Jalapeño : la puce IA d’OpenAI et Broadcom qui vise les GPU de Nvidia
📊 Analysis12 min readJune 27, 2026

Jalapeño : la puce IA d’OpenAI et Broadcom qui vise les GPU de Nvidia

Jalapeño, la puce IA d’OpenAI et Broadcom pour l’inférence LLM : effets sur les coûts, la dépendance à Nvidia et l’objectif de 25 % de part du marché du calcul IA.

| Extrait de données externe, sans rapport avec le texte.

PR #2404, opened 2026-07-28
Evaluator perf: skip dead reuse-map work, StringMap reuse maps, cheap Id.mk (~1.7x)

disconcision:
Evaluating the same program repeatedly (`./hazel bench-eval -n 20 bench/eval-bench.hz`, new subcommand that parses/elaborates once and times evaluation only, dev profile under node): on current dev (evaluator streaming) plain evaluation goes 811 -> 467 ms/iter and incremental cache-seeding 797 -> 485. Profiling showed two pre-existing evaluator costs dominating every dispatch: `IncrEval.remove_pat_bindings` (~50%) and `Id.mk` (~30%).

Three changes:
- The evaluator skips all reuse-map maintenance (including the streaming-era `ReusePass` whole-program pre-pass) when there is no prior state to reuse and no statics to target (CLI `run`, MVU dispatch): the map is provably never consumed on that path, but its upkeep dominated evaluation.
- `IncrEval.reuse_map` is now a StringMap instead of an assoc list, so `remove_pat_bindings` no longer walks ~180 builtin entries with polymorphic `List.mem` at every binder.
- `Id.mk` mints from a session-tagged monotonic counter instead of drawing a v4 UUID from the OCaml 5 LXM generator (~1.5us/call under jsoo, ~264k calls per bench iteration). Ids stay v4-shaped and unique: counter in the leading bytes (so `Id.str8`/`cls` abbreviations stay distinct), 62 session-random tail bits for cross-runtime uniqueness. Environment ids are load-bearing (closure `fast_equal`, serialization sharing keys) and are still minted.

Pre-streaming this measured 1648 -> 336 / 1539 -> 432 (~4.9x/3.6x); evaluator streaming (#2339) independently captured part of the same win (it gates reuse-map upkeep inside call stacks), which is why the marginal multiplier on top of it is smaller. Streaming also adds ~40% overhead to the fully-optimized plain path (336 -> 467 on the same machine) — a separate future target.

Added 2026-08-10, two upstream-of-evaluator costs found while profiling livelit-heavy programs:
- Statics no longer deep-normalizes types: alias references flow compact and consumers resolve heads on demand and compare names first (`equal_up_to_aliases`, `canonicalize`, `normalize(~expand)` for module exports). Graph-benchmark statics 650 -> 101 ms warm (HTML-heavy synthetic 7.7s -> 155ms); worst in-editor keystroke stall 1.6–2.1s -> ~100ms; plain code unchanged. Design + site table in plans/type-normalization.md.
- Molding's hot token predicates (`is_infix_delimiter_op_prefix`, `is_ambiguous_polymorph`) were `List.mem` scans with polymorphic compare per atomic-form candidate on every molding query — now hash-set membership, ~1.3x on batch parse of a 120-line program (agent insert-text edits, CLI, load).

Full suite green (3297 tests after the dev merge); the pattern-equivalence property's FAIL-then-skip seeds are unchanged vs dev (pre-existing).


disconcision:
@Negabinary this is entirely vibed perf work that improves perf on the hazel-MVU stuff i'm doing... do the first two changes pass the sniff test from an incremental perspective?

Negabinary:
@disconcision 

2/3 pass the sniff test; 

1 feels like it would only be useful for tests / things called from the terminal; in reality in the editor it's always going to be passed an info map and there's almost always going to be a prev; I'd be tempted to undo 1

Negabinary (changes requested):
see above

disconcision:
@Negabinary: r u ok with 1 now? due to CLI path etc. forget where we came down on this

Negabinary (approved):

Le partenariat OpenAI–Broadcom pour concevoir Jalapeño, une puce d’inférence IA sur mesure, est l’un des signaux les plus clairs que la bataille du calcul IA ne se jouera plus uniquement sur les GPU Nvidia. Jalapeño n’est pas un gadget de labo : c’est la première brique d’une plateforme de calcul multi-générations, conçue pour être déployée à l’échelle du gigawatt dans les datacenters de Microsoft et d’autres partenaires.

Concrètement, OpenAI cherche à faire deux choses avec Jalapeño : réduire le coût de l’inférence de ses LLM (ChatGPT, assistants codants, modèles multimodaux) et reprendre la main sur une partie de sa stack matérielle pour ne plus dépendre uniquement des GPU Nvidia et des TPU de Google. Le pari est clair : des ASIC IA sur mesure capables de prendre jusqu’à 25 % du marché du calcul IA d’ici quelques années, selon une analyse de Morningstar.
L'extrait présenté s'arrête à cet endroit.